- Task requirements:
Type out the data again. Keep every line exactly the same.

- Recorded information:
PR #624, opened 2026-06-19
feat: add dual send for transport v2 (Phase B)

AndreaDiazCorreia:
Implements **Phase B — Dual send** of the transport v1 → v2 migration (`docs/architecture/TRANSPORT_V2_MIGRATION.md`). Builds on Phase A (#621, merged), routing outbound Mostro messages through the per-node resolved transport.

- Answer:
PR #624, opened 2026-06-19
feat: add dual send for transport v2 (Phase B)

AndreaDiazCorreia:
Implements **Phase B — Dual send** of the transport v1 → v2 migration (`docs/architecture/TRANSPORT_V2_MIGRATION.md`). Builds on Phase A (#621, merged), routing outbound Mostro messages through the per-node resolved transport.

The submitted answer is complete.